4 Originally 20 projects were approved in December 2019 for a combined $50 million in funding through the Governor’s Cost-Share Program. MoDOT’s Cost-Share Committee, made up of MoDOT’s Chief Engineer, Chief Financial Officer, Assistant Chief Engineer, and two Director-appointed employees along with DED staff, reviewed 48 applications requesting more than $92 million to deliver $321 million in projects. The committee selected 20 applicants to receive the $50 million, which would have delivered $131 million in projects upon approval by the Missouri Highways and Transportation Commission in January. NEMO PRC member Kirksville was originally approved for $955,294 for Business Route 63 improvements. In July 2020, funding was announced at a reduced level of $25 million, allocated to just nine projects, not including the Kirksville proposal.

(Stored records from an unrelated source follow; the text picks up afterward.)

PR #773, opened 2024-06-26
Test multiple source versions through Document Migration's 'FullTest'

gregschohn:
### Description

The big change here is how we build preloaded images for testing, which requires coordination between a source cluster and a client container.  We had done this with gradle, but working out the dependency graph such that we only ran the docker commands when images were out of date was challenging.  It also was significant gradle logic, putting test logic within the build system.

Now the images are orchestrated and built within java (test) code w/ the help of testcontainers and github's docker library.  There were challenges to get the newly created image to NOT be deleted by the testcontainer framework (unset a label).  Another big hurdle has to do with how elasticsearch, especially 7.17, is shut down.  It usually leaves lock files through the data directory tree, which prevents the process from starting up.  

The workaround there is to launch the initial process separate from the container's main task (so that its death doesn't kill the container and prevent us from committing it), do the client work to fill it, tear the server down, cleaning up leftover files along the way, then run the commit before tearing the container down completely.

* Category Test Enhancements
* Why these changes are required? To test more versions of clusters and to do it faster
* What is the old behavior before changes and new behavior after changes? We'd always rebuild images, now we cache them.  Before, we weren't able to cache a preloaded 7.17 image.  Now we can.

### Issues Resolved
https://opensearch.atlassian.net/browse/MIGRATIONS-1811

### Testing

### Check List


RFS/src/testFixtures/java/com/rfs/framework/ElasticsearchContainer.java
```diff
@@ -2,39 +2,77 @@
 
 import java.io.File;
 import java.time.Duration;
+import java.util.Map;
 
+import lombok.EqualsAndHashCode;
 import lombok.extern.slf4j.Slf4j;
 import org.testcontainers.containers.GenericContainer;
 import org.testcontainers.containers.wait.strategy.Wait;
+import org.testcontainers.shaded.com.google.common.collect.ImmutableMap;
```
peternied, line 11: Lets import real thing rather that pull in this alternative version.

RFS/src/testFixtures/java/com/rfs/framework/ElasticsearchContainer.java
```diff
@@ -2,39 +2,77 @@
...
     public static final String CLUSTER_SNAPSHOT_DIR = "/usr/share/elasticsearch/snapshots";
-    public static final Version V7_10_2 =
-            new Version("docker.elastic.co/elasticsearch/elasticsearch:7.10.2", "7.10.2");
+    public static final Version ES_V7_10_2 =
+            new ElasticsearchVersion("docker.elastic.co/elasticsearch/elasticsearch-oss:7.10.2", "7.10.2");
+    public static final Version ES_V7_17 =
+            new ElasticsearchVersion("docker.elastic.co/elasticsearch/elasticsearch:7.17.22", "7.17.22");
+
+    public static final Version OS_V1_3_15 =
+            new OpenSearchVersion("opensearchproject/opensearch:1.3.16", "1.3.16");
```
peternied, line 26: This versions numbers aren't aligned 😆

RFS/src/testFixtures/java/com/rfs/framework/ElasticsearchContainer.java
```diff
@@ -2,39 +2,77 @@
...
 import org.testcontainers.containers.wait.strategy.Wait;
+import org.testcontainers.shaded.com.google.common.collect.ImmutableMap;
 import org.testcontainers.utility.DockerImageName;
 
 /**
  * Containerized version of Elasticsearch cluster
  */
 @Slf4j
-public class ElasticsearchContainer implements AutoCloseable {
+public class ElasticsearchContainer extends GenericContainer<ElasticsearchContainer> {
```
peternied, line 18: Want to rename this to something like `SearchClusterContainer` and then delete the OpenSearch variant?

commonDependencyVersionConstraints/build.gradle
```diff
@@ -16,6 +16,11 @@ dependencies {
 
     api group: 'org.slf4j', name: 'slf4j-api', version: '2.0.13'
 
+    api group: 'com.github.docker-java', name: 'docker-java', version: '3.3.6'
```
peternied, line 19: Lets add a shared version number for all of these

RFS/src/testFixtures/java/com/rfs/framework/PreloadedDataContainerOrchestrator.java
```diff
@@ -0,0 +1,285 @@
...
+        }
+        if (pullIfUnavailable) {
+            log.warn("Image not found. Pulling image: " + fullName);
+            dockerClient.pullImageCmd(imageName)
+                    .withTag(tag)
+                    .exec(new PullImageResultCallback())
+                    .awaitCompletion(PULL_TIMEOUT_SECONDS, TimeUnit.SECONDS);
+            return getExistingImage(dockerClient, imageName, tag, false);
+        }
+        return null;
```
peternied, line 149: Seems like we should throw here rather than make the caller responsible for a null check

RFS/src/testFixtures/java/com/rfs/framework/PreloadedDataContainerOrchestrator.java
```diff
@@ -0,0 +1,285 @@
...
+    private void makeNewImage(DockerClient dockerClient, String imageName, String tag)
+            throws IOException, InterruptedException
+    {
+        var imageResponse = dockerClient.inspectImageCmd(baseSourceVersion.imageName).exec();
+        var originalEntrypoint = imageResponse.getConfig().getEntrypoint();
+        var originalCmd = imageResponse.getConfig().getCmd();
+        final var replacementCommand = Streams.concat(
+                        Stream.of("/bin/sh", "-c"),
+                        Stream.of(Streams.concat(
+                                Stream.of("printenv && "),
```
peternied, line 166: I'm not sure I understand what this command is doing, if my guess is right.  We need to be very careful with environment variable output - will this be in the context of the container or the jenkins/github worker?  If the later, it can include security tokens and

RFS/src/testFixtures/java/com/rfs/framework/PreloadedDataContainerOrchestrator.java
```diff
@@ -0,0 +1,285 @@
...
+                                        Stream.of("&", "tail", "-f", "/dev/null"))
+                                .collect(Collectors.joining(" "))))
+                .toArray(String[]::new);
+
+        try (var network = Network.newNetwork();
+             var serverContainer = new ElasticsearchContainer(baseSourceVersion)
+                     .withNetwork(network)
+                     .withNetworkAliases(serverNameAlias)
+                     .withCreateContainerCmdModifier(cmd -> cmd.withEntrypoint(replacementCommand))
+                     .withStartupTimeout(Duration.ofDays(1))) {
```
peternied, line 178: That is too long, maybe 1-5 minute?

RFS/src/testFixtures/java/com/rfs/framework/PreloadedDataContainerOrchestrator.java
```diff
@@ -0,0 +1,285 @@
...
+        return image.getId();
+    }
+
+    private int getHashCodeOfImagesAndArgs(DockerClient dockerClient, boolean pullIfUnavailable)
+        throws InterruptedException
+    {
+        return new HashHelper(
+                getImageId(dockerClient, baseSourceVersion.imageName, pullIfUnavailable),
+                getImageId(dockerClient, dataLoaderImageName, pullIfUnavailable),
+                generatorContainerArgs).hashCode();
```
peternied, line 111: Pretty sure you can remove HashHelper entirely
```suggestion
        return Objects.hash(
                getImageId(dockerClient, baseSourceVersion.imageName, pullIfUnavailable),
                getImageId(dockerClient, dataLoaderImageName, pullIfUnavailable),
                generatorContainerArgs);
```

RFS/src/testFixtures/java/com/rfs/framework/PreloadedDataContainerOrchestrator.java
gregschohn: whoops!  Thanks.  1 day was REALLY useful so that I could keep the container alive to run experiments for an hour, etc.

RFS/src/testFixtures/java/com/rfs/framework/PreloadedDataContainerOrchestrator.java
gregschohn: Thanks - leftover debugging.  Removed

RFS/src/testFixtures/java/com/rfs/framework/PreloadedDataContainerOrchestrator.java
gregschohn: Null is pretty reasonable - see this code
```
if (getExistingImage(dockerClient, imageName, tag, false) == null) {
   makeNewImage...
```

Since I'm acting upon it in a pretty expected path, I'd rather not make it look like an exception.

peternied (commented):
Need a little more time to circle back on this, really cool idea - using docker as the 'replay' point is very useful with complex setups that are reused

DocumentsFromSnapshotMigration/src/test/java/com/rfs/FullTest.java
```diff
@@ -74,26 +75,43 @@
...
+    public static final String SOURCE_SERVER_ALIAS = "source";
+    public static final int MAX_SHARD_SIZE_BYTES = 64 * 1024 * 1024;
 
     public static Stream<Arguments> makeArgs() {
-        var sourceImageNames = List.of("migrations/elasticsearch_rfs_source");
-        var targetImageNames = List.of("opensearchproject/opensearch:2.13.0", "opensearchproject/opensearch:1.3.0");
+        var sourceImageNames = List.of(
+                makeParamsForBase(SearchClusterContainer.ES_V7_17),
+                makeParamsForBase(SearchClusterContainer.ES_V7_10_2));
+        var targetImageNames = List.of("opensearchproject/opensearch:2.13.0");//, "opensearchproject/opensearch:1.3.0");
```
peternied, line 89: Can we use SearchClusterContainer.OpenSearch... for these references too?

DocumentsFromSnapshotMigration/build.gradle
```diff
@@ -135,12 +133,11 @@ task buildDockerImages {
     for (dockerService in dockerServices) {
         dependsOn "buildDockerImage_${dockerService.projectName}"
     }
-    dependsOn buildDockerImage_elasticsearchRFSSource
 }
 
-tasks.named("buildDockerImage_elasticsearchRFSSource") {
-    dependsOn(':TrafficCapture:dockerSolution:buildDockerImage_elasticsearchTestConsole')
-}
+//tasks.named("buildDockerImage_elasticsearchRFSSource") {
```
peternied, line 138: Could we delete this commented out code?

peternied (approved):
Looks like a great step forward in these tests, 11min runtime on my cloud desktop.

Lets merge this - I think we need review the output itself, I'm seeing what looks like issues in the log output:

#### Unparsable docs?
```
15:08:58.993 ForkJoinPool.commonPool-worker-3 ERROR LuceneDocumentsReader:68 - Unable to parse Document id from Document.  The Document's Fields: 
... ^ repeated hundreds of times...
```

#### First exception for run isn't catching 'unexpected' exceptions
```
15:11:57.018 Test worker INFO  FullTest:158 - First exception for run
com.rfs.RfsMigrateDocuments$NoWorkLeftException: No work items are pending/all work items have been processed.  Returning.
...
```

#### Cleanup the tostring on the test properties

```
[1] com.rfs.framework.SearchClusterContainer$ElasticsearchVersion@e791c8e, migrations/elasticsearch_client_test_console:latest, [/root/runTestBenchmarks.sh, --endpoint, http://source:9200/], opensearchproject/opensearch:1.3.16, 1
```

5 Already projected by the Congressional Budget Office to be insolvent by the middle of 2021, The Highway Trust Fund (HTF) has an even worse outlook thanks to COVID-19. Published reports show that HTF saw a 79 percent drop in tax receipts in May compared to May 2019, as net deposits of tax receipts to the HTF dropped nearly $2.6 billion year-over-year in May. That was on the heels of reports that vehicle travel on roads and highways was down 40% in April. AASHTO says states are reporting multimillion-dollar revenue drops, and some have begun scaling back future road and bridge construction and repairs. Most states appear to be proceeding with projects already approved for 2020, and some have even been able to accelerate construction, but concerns are mounting for 2021 road and bridge work.